PR #1731, opened 2019-03-27
label existing payment reuse in acquisition event

twrichards:
## Why are you doing this?
Before rolling out 'existing payment options' feature (see https://github.com/guardian/support-frontend/pull/1673 and https://github.com/guardian/support-frontend/pull/1730) we must be able to attribute acquisitions accordingly (for use in the 'Acquisitions Slicer' for example).

## Changes
Wrap the `SendAcquisitionEventState` (previously what was passed through to build the `thrift.Acquisition`) along with the `RequestInfo` (which contains `accountExists` flag) in a new case class, which can be passed as the single paramater to the `AcquisitionSubmissionBuilder`... so that it can be used to add `"REUSED_EXISTING_PAYMENT_METHOD"` to the `labels` field of the acquisition event if applicable (i.e. if `accountExists` is true and hence the payment method was reused/cloned).

### DIFF
--- a/support-workers/src/main/scala/com/gu/support/workers/lambdas/SendAcquisitionEvent.scala
+++ b/support-workers/src/main/scala/com/gu/support/workers/lambdas/SendAcquisitionEvent.scala
@@ -34,9 +34,18 @@ class SendAcquisitionEvent(serviceProvider: ServiceProvider = ServiceProvider)
   ): FutureHandlerResult = {
     SafeLogger.info(s"Sending acquisition event to ophan: ${state.toString}")
     // Throw any error in the EitherT monad so that in can be processed by ErrorHandler.handleException
-    services.acquisitionService.submit(state).fold(errors => throw AnalyticsServiceErrorList(errors), _ => HandlerResult(Unit, requestInfo))
+    services.acquisitionService.submit(
+      SendAcquisitionEventStateAndRequestInfo(state, requestInfo)
+    ).fold(
+      errors => throw AnalyticsServiceErrorList(errors), _ => HandlerResult(Unit, requestInfo)
+    )
   }
 }
+
+case class SendAcquisitionEventStateAndRequestInfo(
+  state: SendAcquisitionEventState,
+  requestInfo: RequestInfo
+)
 
 object SendAcquisitionEvent {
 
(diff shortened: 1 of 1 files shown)


support-workers/src/main/scala/com/gu/support/workers/lambdas/SendAcquisitionEvent.scala
```diff
@@ -109,36 +118,37 @@ object SendAcquisitionEvent {
         }
       }
 
-      override def buildAcquisition(state: SendAcquisitionEventState): Either[String, thrift.Acquisition] = {
-        val (productType, productAmount) = state.product match {
+      override def buildAcquisition(a: SendAcquisitionEventStateAndRequestInfo): Either[String, thrift.Acquisition] = {
```
pvighi: maybe this parameter could be named stateAndInfo or something more descriptive than 'a'

twrichards: done!

support-workers/src/main/scala/com/gu/support/workers/lambdas/SendAcquisitionEvent.scala
```diff
@@ -34,29 +34,38 @@ class SendAcquisitionEvent(serviceProvider: ServiceProvider = ServiceProvider)
...
-    services.acquisitionService.submit(state).fold(errors => throw AnalyticsServiceErrorList(errors), _ => HandlerResult(Unit, requestInfo))
+    services.acquisitionService.submit(
+      SendAcquisitionEventStateAndRequestInfo(state, requestInfo)
+    ).fold(
+      errors => throw AnalyticsServiceErrorList(errors), _ => HandlerResult(Unit, requestInfo)
+    )
   }
 }
 
+case class SendAcquisitionEventStateAndRequestInfo(
```
pvighi: minor: I was going to complain about the name of this class but then I have to propose something better..
maybe AcquisitionBuildData, even though it's kinda meaningless at least it will still make sense if we decide to add or remove something and also it's shorter.
Just a suggestion, feel free to ignore it 100%
also, sorry this comment should have come before my other one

Action item: Across the listing above, find all lines where the word "that" is present and copy them.

Answer to the problem:
Wrap the `SendAcquisitionEventState` (previously what was passed through to build the `thrift.Acquisition`) along with the `RequestInfo` (which contains `accountExists` flag) in a new case class, which can be passed as the single paramater to the `AcquisitionSubmissionBuilder`... so that it can be used to add `"REUSED_EXISTING_PAYMENT_METHOD"` to the `labels` field of the acquisition event if applicable (i.e. if `accountExists` is true and hence the payment method was reused/cloned).
     // Throw any error in the EitherT monad so that in can be processed by ErrorHandler.handleException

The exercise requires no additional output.